Ya'ni, kişiye dinini, imanını öğreten ana-babanın rızasındadır. Ana-babasını razı eden kimse için, Cennette iki kapı açılır. Bir kimsenin ana-babası zalim olsalar dahi onlara karşı gelmek, onlara sert konuşmak caiz değildir. Çeşitli vesilelerde, onların elleri öpülüp, duaları alınmalı, haklarını helal ettirmelidir.

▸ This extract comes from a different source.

PR #3261, opened 2018-02-15
Converted WorldRenderer to a non-system class

vampcat:
As discussed in #3254, WR should not be a system, since that leads to 2 instances of this singleton class. This PR addresses the issue by removing the System status of the class, and instead registering the commands in it through `MethodCommand.registerAvailable`.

Çeşitli vesilelerle ana-babaya çeşitli hediyeler alıp, gönüllerini kazanmalı, haklarını helal ettirmeli, dualarını almalıdır. Arada kırgınlıklar varsa, bu vesile ile giderilmelidir. Allahü teala buyurdu ki:
- Ya Musa, günahlar içinde bir günah vardır ki, benim indimde çok ağır ve büyüktür. O da, ana-baba evladını çağırdığı zaman emrini dinlememesidir.
Ana-baba, kızıp birşey söylediği zaman onlara karşılık vermemelidir. Emrettikleri şeyleri bir an önce yapıp, onları üzmemelidir. Onların üzülüp, beddua etmelerinden korkmalıdır. Yanlış bir iş yapıp onları üzünce, hemen ellerine sarılıp özür dilemelidir. Insanın saadeti ve felaketi onların kalblerinden gelen ve ağızlarından çıkacak olan sözdedir. Atılan ok tekrar geri gelmez. Onlar hayatta iken kıymetini bilip, hayır dualarını almak lazımdır. Vefatlarından sonraki pişmanlık fayda vermez. Onlar hayatta iken ne yapıp yapıp onları memnun etmelidir.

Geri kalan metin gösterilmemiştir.